- _WORK INSTRUCTION_
Find the word "version" in the records below. List each line containing it.

BEGIN INPUT FOR THIS TASK

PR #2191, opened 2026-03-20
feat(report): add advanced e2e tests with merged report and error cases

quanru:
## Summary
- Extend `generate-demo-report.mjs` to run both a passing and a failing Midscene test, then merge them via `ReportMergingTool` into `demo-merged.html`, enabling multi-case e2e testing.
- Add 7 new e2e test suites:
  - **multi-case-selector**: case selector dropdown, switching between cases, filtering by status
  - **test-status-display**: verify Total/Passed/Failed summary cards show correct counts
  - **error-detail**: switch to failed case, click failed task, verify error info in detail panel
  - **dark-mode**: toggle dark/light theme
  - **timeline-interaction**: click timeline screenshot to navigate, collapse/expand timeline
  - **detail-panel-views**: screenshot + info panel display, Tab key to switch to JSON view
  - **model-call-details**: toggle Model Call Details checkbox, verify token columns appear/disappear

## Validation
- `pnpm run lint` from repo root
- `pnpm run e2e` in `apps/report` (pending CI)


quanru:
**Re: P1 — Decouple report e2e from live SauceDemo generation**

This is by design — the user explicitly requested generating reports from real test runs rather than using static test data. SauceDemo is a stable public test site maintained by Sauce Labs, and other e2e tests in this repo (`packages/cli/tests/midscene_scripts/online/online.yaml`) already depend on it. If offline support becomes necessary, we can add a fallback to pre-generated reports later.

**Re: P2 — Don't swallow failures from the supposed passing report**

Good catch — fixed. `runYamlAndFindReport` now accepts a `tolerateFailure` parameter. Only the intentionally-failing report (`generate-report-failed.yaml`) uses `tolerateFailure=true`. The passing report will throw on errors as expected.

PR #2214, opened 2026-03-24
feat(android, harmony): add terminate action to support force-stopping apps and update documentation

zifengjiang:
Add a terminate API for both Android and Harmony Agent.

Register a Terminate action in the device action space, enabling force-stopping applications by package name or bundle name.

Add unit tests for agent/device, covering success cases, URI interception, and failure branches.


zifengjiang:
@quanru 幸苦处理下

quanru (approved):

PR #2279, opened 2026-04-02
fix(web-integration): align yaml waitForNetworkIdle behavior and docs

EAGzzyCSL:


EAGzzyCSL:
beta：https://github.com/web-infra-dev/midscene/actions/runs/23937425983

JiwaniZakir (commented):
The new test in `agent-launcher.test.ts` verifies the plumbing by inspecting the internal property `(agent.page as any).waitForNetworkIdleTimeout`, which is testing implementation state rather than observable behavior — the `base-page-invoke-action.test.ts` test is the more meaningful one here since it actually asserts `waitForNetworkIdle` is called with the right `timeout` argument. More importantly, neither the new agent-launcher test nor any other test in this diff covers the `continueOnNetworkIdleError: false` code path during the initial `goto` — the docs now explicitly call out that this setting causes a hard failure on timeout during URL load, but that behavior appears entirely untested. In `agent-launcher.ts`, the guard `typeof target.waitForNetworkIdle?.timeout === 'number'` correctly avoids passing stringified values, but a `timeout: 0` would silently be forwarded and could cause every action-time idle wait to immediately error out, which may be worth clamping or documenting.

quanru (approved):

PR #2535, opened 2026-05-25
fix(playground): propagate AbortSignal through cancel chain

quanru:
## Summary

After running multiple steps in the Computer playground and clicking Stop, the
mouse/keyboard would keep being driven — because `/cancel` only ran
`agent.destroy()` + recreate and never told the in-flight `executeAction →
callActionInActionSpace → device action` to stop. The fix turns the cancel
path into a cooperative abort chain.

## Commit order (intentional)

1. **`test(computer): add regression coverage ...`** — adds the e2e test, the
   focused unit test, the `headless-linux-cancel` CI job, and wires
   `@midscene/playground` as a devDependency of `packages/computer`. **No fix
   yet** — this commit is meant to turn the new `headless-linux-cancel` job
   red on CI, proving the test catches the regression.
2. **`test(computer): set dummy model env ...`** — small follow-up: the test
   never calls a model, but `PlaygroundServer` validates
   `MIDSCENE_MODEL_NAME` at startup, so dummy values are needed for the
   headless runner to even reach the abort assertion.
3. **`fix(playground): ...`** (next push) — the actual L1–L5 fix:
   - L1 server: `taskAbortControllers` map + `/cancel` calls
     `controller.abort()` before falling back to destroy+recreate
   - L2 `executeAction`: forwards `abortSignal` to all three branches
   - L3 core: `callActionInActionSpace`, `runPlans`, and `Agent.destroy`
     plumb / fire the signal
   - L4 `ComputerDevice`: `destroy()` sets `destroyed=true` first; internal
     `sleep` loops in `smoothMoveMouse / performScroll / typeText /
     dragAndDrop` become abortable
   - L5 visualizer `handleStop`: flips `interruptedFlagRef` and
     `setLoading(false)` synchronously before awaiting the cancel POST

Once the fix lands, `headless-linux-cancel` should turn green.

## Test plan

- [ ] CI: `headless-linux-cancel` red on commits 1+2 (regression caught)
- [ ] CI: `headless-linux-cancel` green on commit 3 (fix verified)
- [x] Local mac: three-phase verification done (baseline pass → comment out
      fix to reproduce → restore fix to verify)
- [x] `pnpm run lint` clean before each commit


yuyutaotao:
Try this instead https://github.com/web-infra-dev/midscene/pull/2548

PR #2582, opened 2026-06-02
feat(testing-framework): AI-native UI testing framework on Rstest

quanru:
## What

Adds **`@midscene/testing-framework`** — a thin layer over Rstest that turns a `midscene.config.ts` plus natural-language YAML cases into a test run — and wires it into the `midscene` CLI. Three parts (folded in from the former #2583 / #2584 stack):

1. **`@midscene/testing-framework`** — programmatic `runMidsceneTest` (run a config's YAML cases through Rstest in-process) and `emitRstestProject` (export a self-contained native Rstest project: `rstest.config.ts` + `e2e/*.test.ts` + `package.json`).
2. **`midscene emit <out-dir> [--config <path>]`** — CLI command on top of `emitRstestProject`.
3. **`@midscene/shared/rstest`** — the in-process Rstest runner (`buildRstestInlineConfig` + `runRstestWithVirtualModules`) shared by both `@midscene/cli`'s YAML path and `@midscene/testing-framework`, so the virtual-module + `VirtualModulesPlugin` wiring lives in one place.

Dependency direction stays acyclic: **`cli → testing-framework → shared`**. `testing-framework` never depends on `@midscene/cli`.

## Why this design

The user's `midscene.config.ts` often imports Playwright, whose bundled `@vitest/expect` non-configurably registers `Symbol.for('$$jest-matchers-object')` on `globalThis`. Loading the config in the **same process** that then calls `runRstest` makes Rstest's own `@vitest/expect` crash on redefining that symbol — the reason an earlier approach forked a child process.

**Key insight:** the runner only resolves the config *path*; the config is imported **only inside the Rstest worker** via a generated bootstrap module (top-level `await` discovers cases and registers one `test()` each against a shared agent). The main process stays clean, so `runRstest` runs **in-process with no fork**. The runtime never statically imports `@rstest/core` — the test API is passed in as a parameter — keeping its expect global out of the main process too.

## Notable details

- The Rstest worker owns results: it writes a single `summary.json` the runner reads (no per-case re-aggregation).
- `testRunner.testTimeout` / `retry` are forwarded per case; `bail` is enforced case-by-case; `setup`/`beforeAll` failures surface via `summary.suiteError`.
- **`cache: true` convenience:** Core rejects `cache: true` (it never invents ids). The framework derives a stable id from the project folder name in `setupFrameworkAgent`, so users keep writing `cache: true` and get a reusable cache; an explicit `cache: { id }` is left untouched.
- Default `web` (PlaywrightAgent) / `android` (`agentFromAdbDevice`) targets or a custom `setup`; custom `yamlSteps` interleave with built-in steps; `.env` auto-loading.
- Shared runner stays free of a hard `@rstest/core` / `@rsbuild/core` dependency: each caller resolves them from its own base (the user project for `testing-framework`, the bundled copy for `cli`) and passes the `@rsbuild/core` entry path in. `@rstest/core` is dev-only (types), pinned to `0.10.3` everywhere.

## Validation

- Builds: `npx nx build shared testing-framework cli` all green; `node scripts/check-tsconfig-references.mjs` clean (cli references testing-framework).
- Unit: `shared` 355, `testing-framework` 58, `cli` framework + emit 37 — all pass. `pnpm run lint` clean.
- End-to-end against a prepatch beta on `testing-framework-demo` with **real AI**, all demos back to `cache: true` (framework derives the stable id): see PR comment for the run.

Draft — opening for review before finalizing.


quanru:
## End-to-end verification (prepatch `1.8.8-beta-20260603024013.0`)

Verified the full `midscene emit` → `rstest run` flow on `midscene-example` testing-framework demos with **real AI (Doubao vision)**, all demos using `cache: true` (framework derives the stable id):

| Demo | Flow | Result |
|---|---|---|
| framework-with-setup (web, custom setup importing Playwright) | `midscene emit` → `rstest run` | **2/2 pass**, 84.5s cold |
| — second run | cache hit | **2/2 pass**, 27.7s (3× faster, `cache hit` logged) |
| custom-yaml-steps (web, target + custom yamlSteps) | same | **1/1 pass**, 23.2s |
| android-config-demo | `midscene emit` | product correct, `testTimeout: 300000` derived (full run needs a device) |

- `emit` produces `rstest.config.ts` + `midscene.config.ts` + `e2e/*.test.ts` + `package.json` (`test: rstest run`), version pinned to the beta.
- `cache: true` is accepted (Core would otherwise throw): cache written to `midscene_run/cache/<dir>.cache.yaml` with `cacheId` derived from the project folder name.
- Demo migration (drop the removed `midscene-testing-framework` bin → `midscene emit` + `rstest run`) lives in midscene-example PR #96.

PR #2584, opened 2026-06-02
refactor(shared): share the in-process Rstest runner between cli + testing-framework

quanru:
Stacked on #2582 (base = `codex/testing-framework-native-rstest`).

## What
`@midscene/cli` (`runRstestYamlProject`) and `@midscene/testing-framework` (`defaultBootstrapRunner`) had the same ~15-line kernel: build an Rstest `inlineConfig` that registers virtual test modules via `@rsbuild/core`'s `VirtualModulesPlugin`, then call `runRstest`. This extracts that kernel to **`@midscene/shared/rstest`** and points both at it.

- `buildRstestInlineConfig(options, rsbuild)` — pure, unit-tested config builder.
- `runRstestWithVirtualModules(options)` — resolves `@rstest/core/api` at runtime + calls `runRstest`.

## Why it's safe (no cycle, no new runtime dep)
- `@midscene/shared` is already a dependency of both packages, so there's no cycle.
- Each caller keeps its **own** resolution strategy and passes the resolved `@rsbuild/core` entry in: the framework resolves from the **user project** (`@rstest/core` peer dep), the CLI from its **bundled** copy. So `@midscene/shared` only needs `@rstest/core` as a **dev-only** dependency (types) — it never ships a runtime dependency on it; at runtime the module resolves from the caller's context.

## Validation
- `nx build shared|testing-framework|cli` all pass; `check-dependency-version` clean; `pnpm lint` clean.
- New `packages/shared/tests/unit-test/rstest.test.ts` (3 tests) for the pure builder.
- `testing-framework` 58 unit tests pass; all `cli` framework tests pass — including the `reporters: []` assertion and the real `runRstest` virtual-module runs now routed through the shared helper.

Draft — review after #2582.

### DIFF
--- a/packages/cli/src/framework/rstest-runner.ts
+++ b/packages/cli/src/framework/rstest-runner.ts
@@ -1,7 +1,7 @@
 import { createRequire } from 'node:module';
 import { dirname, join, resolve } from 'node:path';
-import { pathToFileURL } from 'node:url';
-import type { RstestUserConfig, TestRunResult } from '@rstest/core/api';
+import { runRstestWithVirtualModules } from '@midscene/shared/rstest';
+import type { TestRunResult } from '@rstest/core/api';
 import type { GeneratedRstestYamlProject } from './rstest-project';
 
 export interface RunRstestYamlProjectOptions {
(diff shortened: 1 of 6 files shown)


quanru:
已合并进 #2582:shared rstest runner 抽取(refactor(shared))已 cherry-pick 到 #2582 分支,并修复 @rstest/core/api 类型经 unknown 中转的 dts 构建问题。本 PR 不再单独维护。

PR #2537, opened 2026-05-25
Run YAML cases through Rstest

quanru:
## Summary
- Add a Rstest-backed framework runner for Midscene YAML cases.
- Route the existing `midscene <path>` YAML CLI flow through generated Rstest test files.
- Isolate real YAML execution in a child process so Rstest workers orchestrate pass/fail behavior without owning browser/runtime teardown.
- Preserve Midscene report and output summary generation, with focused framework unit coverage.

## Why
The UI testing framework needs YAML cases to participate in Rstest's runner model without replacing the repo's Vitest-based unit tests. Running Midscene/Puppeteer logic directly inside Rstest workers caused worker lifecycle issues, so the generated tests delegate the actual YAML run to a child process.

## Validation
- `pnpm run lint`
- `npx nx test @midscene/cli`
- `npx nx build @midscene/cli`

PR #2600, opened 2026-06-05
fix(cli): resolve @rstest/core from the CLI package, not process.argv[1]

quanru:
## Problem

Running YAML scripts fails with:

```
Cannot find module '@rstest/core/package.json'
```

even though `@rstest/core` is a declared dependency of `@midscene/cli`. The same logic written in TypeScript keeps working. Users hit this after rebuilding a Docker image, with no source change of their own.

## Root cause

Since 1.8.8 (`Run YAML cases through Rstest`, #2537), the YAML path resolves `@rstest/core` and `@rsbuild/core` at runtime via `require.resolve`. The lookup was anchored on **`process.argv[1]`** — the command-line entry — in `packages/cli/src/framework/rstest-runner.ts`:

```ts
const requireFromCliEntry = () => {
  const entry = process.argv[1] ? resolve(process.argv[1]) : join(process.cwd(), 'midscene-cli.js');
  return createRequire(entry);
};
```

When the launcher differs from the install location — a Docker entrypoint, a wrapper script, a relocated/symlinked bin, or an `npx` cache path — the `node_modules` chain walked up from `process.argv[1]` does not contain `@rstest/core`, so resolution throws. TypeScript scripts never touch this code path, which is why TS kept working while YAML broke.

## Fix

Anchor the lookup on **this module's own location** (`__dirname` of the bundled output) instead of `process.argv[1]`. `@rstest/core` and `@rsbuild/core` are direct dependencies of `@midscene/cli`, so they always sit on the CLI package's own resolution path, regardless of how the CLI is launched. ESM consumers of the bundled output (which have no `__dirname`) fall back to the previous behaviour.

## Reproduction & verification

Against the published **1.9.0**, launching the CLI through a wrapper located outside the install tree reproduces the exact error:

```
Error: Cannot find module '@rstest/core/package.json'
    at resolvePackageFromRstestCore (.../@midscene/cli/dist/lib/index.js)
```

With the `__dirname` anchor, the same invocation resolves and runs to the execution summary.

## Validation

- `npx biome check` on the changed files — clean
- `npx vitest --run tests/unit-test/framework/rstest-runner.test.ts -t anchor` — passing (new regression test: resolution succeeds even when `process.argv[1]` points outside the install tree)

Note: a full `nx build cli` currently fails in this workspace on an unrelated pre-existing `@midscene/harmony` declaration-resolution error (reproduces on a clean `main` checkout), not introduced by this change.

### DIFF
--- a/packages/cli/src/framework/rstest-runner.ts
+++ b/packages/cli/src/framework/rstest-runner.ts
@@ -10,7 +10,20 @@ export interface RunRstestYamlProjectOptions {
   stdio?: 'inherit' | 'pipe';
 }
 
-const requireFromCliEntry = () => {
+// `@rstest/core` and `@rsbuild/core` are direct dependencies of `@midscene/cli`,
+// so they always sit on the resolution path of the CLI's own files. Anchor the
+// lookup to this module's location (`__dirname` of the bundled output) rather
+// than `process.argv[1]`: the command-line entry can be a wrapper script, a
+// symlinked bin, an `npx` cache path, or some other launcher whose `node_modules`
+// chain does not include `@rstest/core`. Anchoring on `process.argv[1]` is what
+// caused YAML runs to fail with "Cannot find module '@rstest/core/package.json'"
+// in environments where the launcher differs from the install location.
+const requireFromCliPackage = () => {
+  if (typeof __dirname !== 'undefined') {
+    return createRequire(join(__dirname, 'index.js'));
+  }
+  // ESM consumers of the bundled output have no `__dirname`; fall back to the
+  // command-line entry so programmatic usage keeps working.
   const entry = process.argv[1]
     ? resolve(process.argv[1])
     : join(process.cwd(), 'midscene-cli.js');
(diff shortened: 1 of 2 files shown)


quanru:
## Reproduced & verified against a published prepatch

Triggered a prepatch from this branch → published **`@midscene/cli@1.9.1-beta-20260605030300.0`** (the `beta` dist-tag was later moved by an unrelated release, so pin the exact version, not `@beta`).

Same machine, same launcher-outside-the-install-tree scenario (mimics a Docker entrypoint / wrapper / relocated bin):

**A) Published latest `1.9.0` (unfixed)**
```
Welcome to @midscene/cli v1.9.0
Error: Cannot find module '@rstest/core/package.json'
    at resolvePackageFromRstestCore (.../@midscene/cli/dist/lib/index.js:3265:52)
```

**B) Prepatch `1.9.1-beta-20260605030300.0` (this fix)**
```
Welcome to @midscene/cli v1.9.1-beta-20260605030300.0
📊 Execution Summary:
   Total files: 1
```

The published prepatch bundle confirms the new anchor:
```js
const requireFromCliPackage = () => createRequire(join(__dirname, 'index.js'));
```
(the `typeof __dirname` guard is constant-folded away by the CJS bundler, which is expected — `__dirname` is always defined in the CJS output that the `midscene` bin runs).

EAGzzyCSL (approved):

END INPUT FOR THIS TASK

- _FINAL ANSWER_
- `emit` produces `rstest.config.ts` + `midscene.config.ts` + `e2e/*.test.ts` + `package.json` (`test: rstest run`), version pinned to the beta.
- `nx build shared|testing-framework|cli` all pass; `check-dependency-version` clean; `pnpm lint` clean.
Triggered a prepatch from this branch → published **`@midscene/cli@1.9.1-beta-20260605030300.0`** (the `beta` dist-tag was later moved by an unrelated release, so pin the exact version, not `@beta`).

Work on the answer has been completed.